In designing these algorithms, there was occasionally a tradeoff between precision and recall. That is, the more radiology reports recalled by the algorithms, the less precise they were by selecting some reports that did not contain critical findings. In such situations, the algorithms were preferentially tailored to have greater precision. That way, the reports selected by the algorithm were more likely to contain critical findings and therefore to be relevant for quality improvement efforts in this area. Nonetheless, the recall rates were relatively high, with an average recall rate of 90.7%.

All of the algorithms were designed to search the “Impression” section or equivalent, except that for acute scrotal torsion and tension or new/increasing large pneumothorax, which searched the entire report text. By doing this, the precision of the algorithms improved significantly, with little drop in recall, since the majority of critical findings were noted in the Impression section. If the radiology report had no Impression section or equivalent, the algorithms then searched the entire report.

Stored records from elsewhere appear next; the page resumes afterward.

Issue #2035, opened 2021-05-22
🧹 Move `byte` from `engine.h` to `utils/stdcompat/cstddef.hpp`


glebm:
The `byte` type is currently defined in `engine.h`, which means we're pulling this header into lots of places often just for the `byte` type.

Like other backwards-compat types, it should be defined in an `stdcompat` header, `utils/stdcompat/cstddef.hpp` in this case.

PR #2067, opened 2021-05-27
Move byte from engine.h

kalebealvs:


kalebealvs:
This is related to issue https://github.com/diasurgical/devilutionX/issues/2035.
Sorry but I wasn't able to link it at the time the pull request was created.

AJenbo:
Thanks :)

Source/utils/stdcompat/cstddef.hpp
```diff
@@ -0,0 +1,16 @@
+#pragma once
+
+#ifdef __has_include
+#if __has_include(<cstddef>)
```
glebm, line 4: The `<cstddef>` include is always present, no need to test for it

Source/utils/stdcompat/cstddef.hpp
```diff
@@ -0,0 +1,16 @@
...
+#include <cstddef>
+#if defined(__cplusplus) && __cplusplus >= 201703L
+namespace devilution {
+    using byte = std::byte;
```
glebm, line 8: We do not indent within a namespace, please use clang-format in the future

kalebealvs: I submitted the changes from the comments to my fork. Should I update it here?

AJenbo: Yes you need to make a new pull request since I already merged the original proposal.

Source/encrypt.cpp
```diff
@@ -4,10 +4,9 @@
  * Implementation of functions for compression and decompressing MPQ data.
  */
 #include <memory>
+#include <SDL.h>
```
glebm, line 7: This include should not be necessary here, what is it for?

AJenbo: `SDL_SwapLE32` is being utilized.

Future efforts are underway to further improve the accuracy of these algorithms by refining the methods described above. In addition, we plan to develop algorithms to detect other critical results. Ultimately, we plan to use these algorithms to probe a larger up-to-date radiology reports database encompassing all reports at our institution and affiliates from 1997 to 2010 for performance monitoring and accreditation. These and other similar algorithms could also prove useful for retrospective research purposes and bio-surveillance initiatives, where critical results could be tracked and monitored over time. Because the algorithms were built using PHP and SQL, they can also be incorporated into dashboards for real-time monitoring and can also be used with automated notification systems that could run periodically throughout the day or at report sign-off. We also plan to use these algorithms in conjunction with a prior algorithm that identifies reports containing documentation of communications [3, 18]). This, in turn, can be used to determine the frequency of reports with critical results that also have documentation of communications.

There are some limitations to this work. The algorithms were developed using a database of radiology reports from one tertiary care hospital and four regional affiliates. Thus, the accuracies may be reduced when applied to radiology report databases from other institutions. However, given that the database spanned a long time frame and consisted of reports and created by over 100 attending, fellow, and resident radiologists, many of whom also worked and trained at other institutions, we feel that the algorithms are likely generalizable to all radiology practices. Also, many thousands of reports were manually reviewed and scored in developing these algorithms, and therefore, errors due to fatigue are possible. To minimize this effect, small batches of reports were reviewed over a long period of time.

Conclusions

Pattern- and rule-based approaches can achieve high accuracy for classifying critical results in unstructured radiology reports. The overall accuracies of the validated algorithms range from 81% to 100% including tension or increasing/new large pneumothorax, acute pulmonary embolism, acute cholecystitis, acute appendicitis, ectopic pregnancy, scrotal torsion, unexplained free intraperitoneal air, new or increasing intracranial hemorrhage and malpositioned tubes/lines. These algorithms can be applied to radiology report databases for quality assurance and accreditation, integrated with existing dashboards for display and real-time monitoring, and ported to other institutions for their own use.